– Чего ругаешься – чистый воздух портишь, разве тебе избы ругаться мало?

А середняк ему отвечает:

– Да как же мне не ругаться, плох урожай, опять напутал Николай Угодник, где нужно было вёдро, он там дождь пустил, где солнце – там мороз.

А старик тот и был сам Николай Угодник. Обиделся Николай Угодник и говорит ему:

– Ну, если я тебе плохо погоду делаю, то вот тебе самоопределение, вот тебе мандат, делай погоду сам.

Обрадовался мужик, сам стал погоду организовывать.

Только убрал он к осени урожай. – плох урожай, совсем плох.

Молотит он и ругается, так ругается, что на дороге проезжие лошади морду отворачивают.

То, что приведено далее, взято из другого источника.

PR #1834, opened 2021-09-20
Deprecate `AwaitUtils#awaitUninterruptibly`

Krupskis:
Motivation:

The current usage of `awaitUtils` catches
`InterruptedException` and silently discards it. jUnit5 uses
result, these tests may hang forever as the `InterruptedException`
is not propagated.

Modifications:
- Rewrite `awaitUninterruptibly` to await in `awaitUtils`

Result:
Deprecated awaitUninterruptibly. await now throws unchecked
Exception with the help of PlatformDependent.throwException.

It has been verified that a test that takes more than 10 seconds
and uses `awaitUtils.await` will fail with `java.util.concurrent.TimeoutException.`

### DIFF
--- a/servicetalk-concurrent-test-internal/src/main/java/io/servicetalk/concurrent/test/internal/AwaitUtils.java
+++ b/servicetalk-concurrent-test-internal/src/main/java/io/servicetalk/concurrent/test/internal/AwaitUtils.java
@@ -84,9 +84,8 @@ public final class AwaitUtils {
         } catch (InterruptedException e) {
             Thread.currentThread().interrupt();
             throwException(e);
+            return false;
         }
-
-        return false;
     }
 
     /**
--- a/servicetalk-concurrent-test-internal/src/main/java/io/servicetalk/concurrent/test/internal/AwaitUtils.java
+++ b/servicetalk-concurrent-test-internal/src/main/java/io/servicetalk/concurrent/test/internal/AwaitUtils.java
@@ -20,6 +20,7 @@ import java.util.concurrent.CountDownLatch;
 import java.util.concurrent.TimeUnit;
 import javax.annotation.Nullable;
 
+import static io.servicetalk.utils.internal.PlatformDependent.throwException;
 import static java.util.concurrent.TimeUnit.NANOSECONDS;
 
 /**
@@ -31,9 +32,24 @@ public final class AwaitUtils {
     }
 
     /**
-     * Await a {@link CountDownLatch} while suppressing {@link InterruptedException} until the latch is counted down.
+     * Await a {@link CountDownLatch} until the latch is counted down, throws unchecked InterruptedException.
      * @param latch the {@link CountDownLatch} to await.
      */
+    public static void await(CountDownLatch latch) {
+        try {
+            latch.await();
+        } catch (InterruptedException e) {
+            Thread.currentThread().interrupt();
+            throwException(e);
+        }
+    }
+
+    /**
+     * Await a {@link CountDownLatch} while suppressing {@link InterruptedException} until the latch is counted down.
+     * @param latch the {@link CountDownLatch} to await.
+     * @deprecated use {@link #await(CountDownLatch)} instead
+     */
+    @Deprecated
     public static void awaitUninterruptibly(CountDownLatch latch) {
         boolean interrupted = false;
         try {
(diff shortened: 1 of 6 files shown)


servicetalk-concurrent-test-internal/src/main/java/io/servicetalk/concurrent/test/internal/AwaitUtils.java
```diff
@@ -30,10 +30,22 @@ private AwaitUtils() {
...
     }
 
+    /**
+     * Await a {@link CountDownLatch} until the latch is counted down.
+     * @param latch the {@link CountDownLatch} to await.
+     * @throws InterruptedException if the current thread is interrupted while waiting or has its interrupted status set on
+     * entry to this method
+     */
+    public static void await(CountDownLatch latch) throws InterruptedException {
+        latch.await();
```
idelpivnitskiy, line 40: I see the pain with adding `throws Exception` to all tests that don't have it. Thanks for highlighting it and opening a PR before you finished to change all files.

Instead of changing gazillion test files, we can re-throw it bypassing compiler checks for checked exceptions:
```java
    public static void await(CountDownLatch latch) {
        try {
            latch.await();
            throwException(e);
        }
```
Where `throwException` is statically imported from `io.servicetalk.utils.internal.PlatformDependent` (you will need to add an `implementation` dependency for `servicetalk-utils-internal`).
This is a dirty hack, but if you can verify this approach work for jUnit5, I'm fine with it. We can improve it over time. More important is to make sure jUnit5 can terminate tests when they exceed timeout. 

To verify, try to write a test that does something that never completes:
```java
AwaitUtils.await(new CountDownLatch(1));
```
and make sure jUnit5 fails this test with a timeout exception.

idelpivnitskiy (commented):
Thank you for opening a PR @Krupskis!

> I tried manually rewriting test method signatures, but it is too tedious, as so many
methods depend on each other and the Exception just gets propagated through
all of them. Is there a way I could automate this or is there any way
to make this easier?

I'm not aware of any automated way. I hoped Intellij IDEA refactoring tool can manage it, but it doesn't it in other way we don't want. It just adds `try-catch-printStackTrace` to all methods that invoke this method without asking if this is what is expected 😞 

> How would I handle anonymous functions, which do not have
method signatures? How I handle them right now can be seen in
`ConnectableBufferOutputStreamTest.java`.

Good question. Sometimes it's possible to use an interface that throws (like using `Callable` instead of `Runnable`), but this is not possible if test has expectations of a specific interface behind the lambda. In these cases, bypassing compiler checks (see my other comment below) is the only option I'm aware of. @bondolo did I miss anything?

Krupskis:
@idelpivnitskiy sorry for a late reply, had other stuff going on, but finally had some time to sit down to this. Your suggestion does seem like a great workaround! I have verified that the test that never completes indeed timeouts after 10 seconds with a `TimeoutException`. Thank you :)

I left several comments on my code which I think could be improved or changed.

servicetalk-concurrent-test-internal/src/main/java/io/servicetalk/concurrent/test/internal/AwaitUtils.java
```diff
@@ -30,10 +31,25 @@ private AwaitUtils() {
         // no instances
     }
 
+    /**
+     * Await a {@link CountDownLatch} until the latch is counted down, throws unchecked InterruptedException.
```
Krupskis, line 35: Since the exception now is unchecked I could not include it in the method signature. This means that Javadoc cannot have `@throws`, otherwise, the build fails. I thought this could be a way to specify that the method now throws an unchecked exception, but I am not 100% sure.

servicetalk-concurrent-test-internal/src/main/java/io/servicetalk/concurrent/test/internal/AwaitUtils.java
```diff
@@ -52,14 +68,37 @@ public static void awaitUninterruptibly(CountDownLatch latch) {
...
+        final long timeoutNanos = NANOSECONDS.convert(timeout, unit);
+
+        try {
+            return latch.await(timeoutNanos, NANOSECONDS);
+        } catch (InterruptedException e) {
+            Thread.currentThread().interrupt();
+            throwException(e);
+        }
+
+        return false;
```
Krupskis, line 89: This should return false if the exception is thrown, right?

servicetalk-concurrent-test-internal/src/main/java/io/servicetalk/concurrent/test/internal/AwaitUtils.java
idelpivnitskiy: Since this class is in "internal" package, don't worry about documentation. Let's leave it without `throws` in javadoc.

Идет Николай Угодник, смеется:

– Как урожай?

Ругается середняк так, что в небе пробежалые тучки ахают.

– Да разве это урожай?

– Ну, расскажи мне, как делал погоду?

Рассказал мужик все по параграфам.

Смеется Угодник:

– А ветер у тебя был?

– Зачем ветер, он только хлеб путает.

– Нужен ветер, без ветра ни рожь, ни пшеница не обсеменятся. Да у тебя, небось, и грозы не было.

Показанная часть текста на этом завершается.